An actually ambiguous example: I saw a politician lying in a cast iron sink.
"I couldn't fit the trophy in my suitcase because it was too big."
"I couldn't fit the trophy in my suitcase because it was too small."
I would also advocate the principle that you don't escape the escape character by doubling it. There are two problems with replacing \ with \\: firstly the length of the string doubles with each nested quotation; secondly you can't tell at a glance whether \\\\\\\\\\\\\\\\\\\n contains a newline character or an n because it depends on whether the number of backslashes is odd or even.
Another useful principle is to escape a quote character with a sequence that does not contain that character: then it is much easier to check whether the quotes are balanced because you don't need to check whether any of them are escaped.

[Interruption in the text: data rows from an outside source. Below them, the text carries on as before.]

PR #160, opened 2026-06-29
Move EM/DM to IOM

acostarelli:
I also combined E/D Problems into one 

I'm open to disagreement about this. I don't really know what other infrastructure systems need, but this code seems non-specific to power.


src/core/problem_types.jl
```diff
@@ -1,53 +1,30 @@
...
+Operation problems whose build/validate behavior is fully driven by the
+`ProblemTemplate` (the common case). The seam for a future custom-build problem is
+to subtype `AbstractPowerOperationProblem` directly instead of this.
 """
-abstract type AbstractPowerDecisionProblem <: AbstractPowerOperationProblem end
+abstract type GenericPowerOperationProblem <: AbstractPowerOperationProblem end
 
 """
-Supertype for rolling-horizon (emulation) operation problems solved by `EmulationModel`.
+Default concrete template-driven operation problem. The `M` used when a
```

So here's a possible algorithm for quoting a string: first identify the top-level quote characters that don't match (this is not totally trivial but it isn't difficult or computationally expensive); then, in parts of the string that are not inside nested quotes, but only there, replace « with \<, » with \>, and \ with \_ (say). Does that work?

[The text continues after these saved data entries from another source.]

PR #166, opened 2026-07-01
Contain type instability in G-1 outage-driven typeof dispatches

luke-kiernan:
## Summary

Stacked on #148. Reviewing that PR surfaced type-instability from `typeof(d)`-driven variable/multiplier lookups scattered through the outage/generator code — PSY's `get_component_supplemental_attribute_pairs`/`get_contributing_devices` return heterogeneous, abstractly-typed collections, so these dispatches are unavoidable without a much larger refactor (discussed inline, not pursued here as low-leverage for the cost).

- Wrapped each `typeof(d)`-driven lookup's downstream per-`t` loop in a function barrier, so the dynamic dispatch is isolated to once per device/outage instead of leaking into the inner loop (verified with `@code_warntype`: the loop body compiles fully specialized post-barrier).
- Hoisted one lookup (`_outaged_generator_terms`) that was redundantly re-executed per `(entries, t)` pair despite not depending on either, down to once per outage.
- Routed two constraint sites through `IOM.add_range_bound_constraint!`/`add_range_equality_constraint!` where they cleanly fit the existing `(name, t)` signature, matching established convention (`storage_models.jl`, `thermal_generation.jl`). Deliberately did *not* extend IOM's API (e.g. a `Tuple`-index overload) to force-fit the 3-dim outage containers into the same helpers — that would've bent a shared abstraction around a single caller for marginal benefit; those sites stay as direct `JuMP.@constraint` calls.

## Test plan

- [x] `julia --project=test test/runtests.jl test_static_injection_security_constrained_models` — 1219/1219 pass
- [x] `julia --project=test test/runtests.jl test_services_constructor test_device_hvdc test_device_branch_constructors` — 162/162 pass
- [x] Formatter run (`scripts/formatter/formatter_code.jl`)

### DIFF
--- a/src/services_models/reserves.jl
+++ b/src/services_models/reserves.jl
@@ -211,9 +211,9 @@ function add_constraints!(
                 _sum_reserve_variables(@view(reserve_variable[:, t]), extra)
             use_slacks &&
                 JuMP.add_to_expression!(resource_expression, slack_vars[t])
-            IOM.add_range_bound_constraint!(
-                IOM.LowerBound(), jump_model, constraint, service_name, t,
-                resource_expression, ts_vector[t] * requirement,
+            constraint[service_name, t] = JuMP.@constraint(
+                jump_model,
+                resource_expression >= ts_vector[t] * requirement
             )
         end
     end
@@ -266,9 +266,9 @@ function add_constraints!(
                     var_r[name, t] <= (requirement * max_participation_factor) * param[t]
                 )
         else
-            IOM.add_range_bound_constraint!(
-                IOM.UpperBound(), jump_model, cons, name, t, var_r[name, t],
-                (requirement * max_participation_factor) * ts_vector[t],
+            cons[name, t] = JuMP.@constraint(
+                jump_model,
+                var_r[name, t] <= (requirement * max_participation_factor) * ts_vector[t]
             )
         end
     end
@@ -308,10 +308,8 @@ function add_constraints!(
         resource_expression =
             _sum_reserve_variables(@view(reserve_variable[:, t]), extra)
         use_slacks && JuMP.add_to_expression!(resource_expression, slack_vars[t])
-        IOM.add_range_bound_constraint!(
-            IOM.LowerBound(), jump_model, constraint, service_name, t,
-            resource_expression, requirement,
-        )
+        constraint[service_name, t] =
+            JuMP.@constraint(jump_model, resource_expression >= requirement)
     end
 
     return
@@ -413,9 +411,9 @@ function add_constraints!(
         for d in ramp_devices, t in time_steps
             name = PSY.get_name(d)
             ramp_limits = PSY.get_ramp_limits(d, PSY.SU)
-            IOM.add_range_bound_constraint!(
-                IOM.UpperBound(), jump_model, con_up, name, t, variable[name, t],
-                ramp_limits.up * time_frame,
+            con_up[name, t] = JuMP.@constraint(
+                jump_model,
+                variable[name, t] <= ramp_limits.up * time_frame
             )
         end
     else
@@ -452,9 +450,9 @@ function add_constraints!(
         for d in ramp_devices, t in time_steps
             name = PSY.get_name(d)
             ramp_limits = PSY.get_ramp_limits(d, PSY.SU)
-            IOM.add_range_bound_constraint!(
-                IOM.UpperBound(), jump_model, con_down, name, t, variable[name, t],
-                ramp_limits.down * time_frame,
+            con_down[name, t] = JuMP.@constraint(
+                jump_model,
+                variable[name, t] <= ramp_limits.down * time_frame
             )
         end
     else
--- a/src/services_models/reserves.jl
+++ b/src/services_models/reserves.jl
@@ -211,9 +211,9 @@ function add_constraints!(
                 _sum_reserve_variables(@view(reserve_variable[:, t]), extra)
             use_slacks &&
                 JuMP.add_to_expression!(resource_expression, slack_vars[t])
-            constraint[service_name, t] = JuMP.@constraint(
-                jump_model,
-                resource_expression >= ts_vector[t] * requirement
+            IOM.add_range_bound_constraint!(
+                IOM.LowerBound(), jump_model, constraint, service_name, t,
+                resource_expression, ts_vector[t] * requirement,
             )
         end
     end
@@ -266,9 +266,9 @@ function add_constraints!(
                     var_r[name, t] <= (requirement * max_participation_factor) * param[t]
                 )
         else
-            cons[name, t] = JuMP.@constraint(
-                jump_model,
-                var_r[name, t] <= (requirement * max_participation_factor) * ts_vector[t]
+            IOM.add_range_bound_constraint!(
+                IOM.UpperBound(), jump_model, cons, name, t, var_r[name, t],
+                (requirement * max_participation_factor) * ts_vector[t],
             )
         end
     end
@@ -308,8 +308,10 @@ function add_constraints!(
         resource_expression =
             _sum_reserve_variables(@view(reserve_variable[:, t]), extra)
         use_slacks && JuMP.add_to_expression!(resource_expression, slack_vars[t])
-        constraint[service_name, t] =
-            JuMP.@constraint(jump_model, resource_expression >= requirement)
+        IOM.add_range_bound_constraint!(
+            IOM.LowerBound(), jump_model, constraint, service_name, t,
+            resource_expression, requirement,
+        )
     end
 
     return
@@ -411,9 +413,9 @@ function add_constraints!(
         for d in ramp_devices, t in time_steps
             name = PSY.get_name(d)
             ramp_limits = PSY.get_ramp_limits(d, PSY.SU)
-            con_up[name, t] = JuMP.@constraint(
-                jump_model,
-                variable[name, t] <= ramp_limits.up * time_frame
+            IOM.add_range_bound_constraint!(
+                IOM.UpperBound(), jump_model, con_up, name, t, variable[name, t],
+                ramp_limits.up * time_frame,
             )
         end
     else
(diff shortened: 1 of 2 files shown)


src/services_models/reserves.jl
```diff
@@ -211,9 +211,9 @@ function add_constraints!(
                 _sum_reserve_variables(@view(reserve_variable[:, t]), extra)
             use_slacks &&
                 JuMP.add_to_expression!(resource_expression, slack_vars[t])
-            constraint[service_name, t] = JuMP.@constraint(
-                jump_model,
-                resource_expression >= ts_vector[t] * requirement
+            IOM.add_range_bound_constraint!(
+                IOM.LowerBound(), jump_model, constraint, service_name, t,
```
acostarelli: Not an urgent change, but we should probably change this to accept `IOM.LowerBound` as a `Type` to be consistent.

Btw, why did we decide on types versus instances for dispatch? I see instances being more common in other Julia that I read, but I would imagine it could be slightly slower? Unless the compiler does some magic.

acostarelli: Also, why do we have these IOM helpers in the first place? Is it some compiler benefit?

src/services_models/reserves.jl
```diff
@@ -411,9 +413,9 @@ function add_constraints!(
         for d in ramp_devices, t in time_steps
             name = PSY.get_name(d)
             ramp_limits = PSY.get_ramp_limits(d, PSY.SU)
-            con_up[name, t] = JuMP.@constraint(
-                jump_model,
-                variable[name, t] <= ramp_limits.up * time_frame
+            IOM.add_range_bound_constraint!(
```
acostarelli: I think in general we should be preferring to use the `lower_bound` and `upper_bound` properties of JuMP variables as opposed to constraints. And this feels like a case where we could make a `get_variable_lower_bound`/etc. that dispatches on a service instead of a device, if we don't have such a thing already.

src/services_models/reserves.jl
```diff
@@ -491,6 +493,11 @@ function add_constraints!(
     reserve_response_time = PSY.get_time_frame(service)
     jump_model = get_jump_model(container)
     for d in contributing_devices
+        # `contributing_devices` is flattened across every device type the
+        # service applies to, so `typeof(d)` is runtime-only and this
+        # `get_variable` dispatches dynamically. Hand the resulting `varstatus`
+        # to a function barrier so the `t` loop runs fully specialized instead
+        # of paying a dynamic dispatch on every iteration.
```
acostarelli: Makes sense, I wonder if this is an issue across all service formulations.

src/services_models/static_injection_security_constrained_models.jl
```diff
@@ -102,28 +102,37 @@ end
...
-where each inner tuple is `(monitored_type, container_name, arc,
-reduction_kind)`. Outages are sorted by UUID for deterministic axes.
+Returns a [`ResolvedMonitoredArcs`](@ref); each [`MonitoredArcEntry`](@ref) is
+`(monitored_type, container_name, arc, reduction_kind)`.
 """
 function _resolve_service_monitored_arcs(
     service_model::ServiceModel,
     net_reduction_data::PNM.NetworkReductionData,
-)
+)::ResolvedMonitoredArcs
```
acostarelli, line 129: Is this here just for clarity, or does it help performance? I could be in favor of either reason, but if only the former, it does stick out to me as unusual.

src/services_models/static_injection_security_constrained_models.jl
acostarelli, line 532: Do we also want to create an alias for this like you did for `MonitoredArc`s?

src/services_models/static_injection_security_constrained_models.jl
```diff
@@ -471,15 +476,33 @@ function add_to_expression!(
         outage in associated_outages || continue
         outage_id = string(IS.get_uuid(outage))
         name = PSY.get_name(d)
+        # `d`'s concrete type is only known at runtime (heterogeneous
+        # outage-generator map), so `get_variable` dispatches dynamically here.
+        # The lookup below is a function barrier: it isolates that one dynamic
+        # dispatch, letting the per-`t` loop inside run fully type-specialized.
```
acostarelli: RE: my comment before

This comment is a bit bulky to put in the middle of the code and twice now. I would prefer it as a shorter comment above the helper definition.

Or maybe we should be handling this better for services in general. Like if every service has this type issue, maybe model constructors should get built per-contributing-device-type.

src/services_models/static_injection_security_constrained_models.jl
```diff
@@ -471,15 +476,33 @@ function add_to_expression!(
...
-            )
-        end
+        _add_pre_contingency_terms_over_time!(
+            expression, variable, mult, outage_id, name, time_steps,
+        )
+    end
+    return
+end
+
+function _add_pre_contingency_terms_over_time!(
```
acostarelli, line 565: This is super general, this helper. Maybe due for a refactor one day.

src/services_models/static_injection_security_constrained_models.jl
```diff
@@ -578,16 +601,33 @@ function add_to_expression!(
...
-            )
-        end
+        _add_pre_contingency_nodal_terms_over_time!(
+            expression, variable, mult, outage_id, bus_number, name, time_steps,
+        )
+    end
+    return
+end
+
+function _add_pre_contingency_nodal_terms_over_time!(
```
acostarelli: Yeah this helper is quite like the previous one just with one more expression axis. I wonder if we could make a generated function to handle these and put it somewhere in IOM.

src/services_models/static_injection_security_constrained_models.jl
```diff
@@ -680,16 +720,33 @@ function add_to_expression!(
...
-            )
-        end
+        _add_pre_contingency_area_terms_over_time!(
+            expression, variable, mult, outage_id, area_name, name, time_steps,
+        )
+    end
+    return
+end
+
+function _add_pre_contingency_area_terms_over_time!(
```
acostarelli: This is identical to the previous helper.

src/services_models/static_injection_security_constrained_models.jl
```diff
@@ -680,16 +720,33 @@ function add_to_expression!(
         outage in associated_outages || continue
         outage_id = string(IS.get_uuid(outage))
         name = PSY.get_name(device)
+        # See the function-barrier note in the analogous per-outage power-balance
```
acostarelli: Again these comments here are bulky.

src/services_models/static_injection_security_constrained_models.jl
```diff
@@ -1075,31 +1169,58 @@ function add_post_contingency_flow_expressions!(
...
+                )
                 expression_container[outage_id, name, t] = expr
             end
         end
     end
     return expression_container
 end
 
+"""
+Per-outage, once: resolve each outaged generator's area name and its
```
acostarelli, line 1009: I'm thinking we find one place to explain this issue of unknown device types and leave everything else uncommented.

acostarelli (changes requested):
Main takeaways:
- Some redundancies in helpers and comments
- If this type issue is everywhere in services, maybe we should think of a more robust solution

src/services_models/static_injection_security_constrained_models.jl
luke-kiernan: Just for clarity and readability. No performance benefit.

src/services_models/reserves.jl
luke-kiernan: > Also, why do we have these IOM helpers in the first place? Is it some compiler benefit?

PSI is full of code blocks that are basically "copy-paste then change 2-3 small things." In my initial PSI-into-IOM-plus-POM refactor, I scoped out that repetition, then crafted helpers to combine. So: reduce code repetition and increase readability.

Type vs instance: for hard-coded values, should be no perf difference. But type would be the more principled choice, yes.

src/services_models/static_injection_security_constrained_models.jl
luke-kiernan: agreed. I'll shorten it up

src/services_models/reserves.jl
luke-kiernan: Yeah I could get on board with that. We do something similar for ramp limits in IOM. It's just the question of how much do we bite off in this one PR, and how much to differ to later

src/services_models/reserves.jl
acostarelli: Sorry I don't understand, this is a performance benefit?

In this case, I'm not sure that this increases readability for me. My instinctive first thought is "what's a range bound?" . And it's not much code to deduplicate -- it's replacing 2 lines with 2 very similar looking lines, IMO.

But I'm not familiar with all the other call sites so maybe I'm understating the benefit.

src/services_models/static_injection_security_constrained_models.jl
luke-kiernan: Yeah...this function is purely introduced for type stability reasons. Maybe I could make it an anonymous function so that's clearer...

src/services_models/reserves.jl
acostarelli: We have an issue open to make sure variables have bounds somewhere, I think we can try to cover that at the same time. I'll make the link.

src/services_models/static_injection_security_constrained_models.jl
luke-kiernan: Same as above: introduced purely for type stability triage. Also I might've addressed this a bit in #167

src/services_models/static_injection_security_constrained_models.jl
luke-kiernan: agreed, will cut down the other comments to 1-2 lines, `# PERF: function barrier for type stability reasons`

src/services_models/reserves.jl
luke-kiernan: Sure, I'll revert it. I don't want to add layers of indirection merely for indirection's sake

Looking at call sites in Storage, there it's a paired upper/lower bound. So there the readability win is more substantial.

src/services_models/static_injection_security_constrained_models.jl
luke-kiernan: I didn't but we could, I'm not against it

That leaves only the problem of escaping the escape character, and here again there is no need to constrain ourselves to ascii. There is no reason that the escape character needs to be backslash. In fact, that is a particularly poor choice because backslash, being an ascii character, is extremely precious real estate. In fact, it is doubly precious because it actually has a balanced partner in the forward slash, so if you are going to use backslash for any special purpose it should be partnered with forward slash as a balanced set (which open up the problem of what to use for the directory delimiter in your operating system, but that's another can o' worms).
I think the Right Answer is simply to choose a different character to serve as the escape character inside balanced strings. My first pick would probably be ␛, but there are obviously a lot of other possibilities.
This points to a potential danger of this approach: there are a lot of unicode characters that render very similarly, like U and ᑌ. You would need to choose the unicode characters with special meanings very judiciously, and make sure that when you are writing code you have an editor that renders them in some distinctive way so you can be sure you're typing what you think you're typing. But that seems doable.
We're really not. I'm saying you've incorrectly defined the English language. By that definition, no piece of text is English.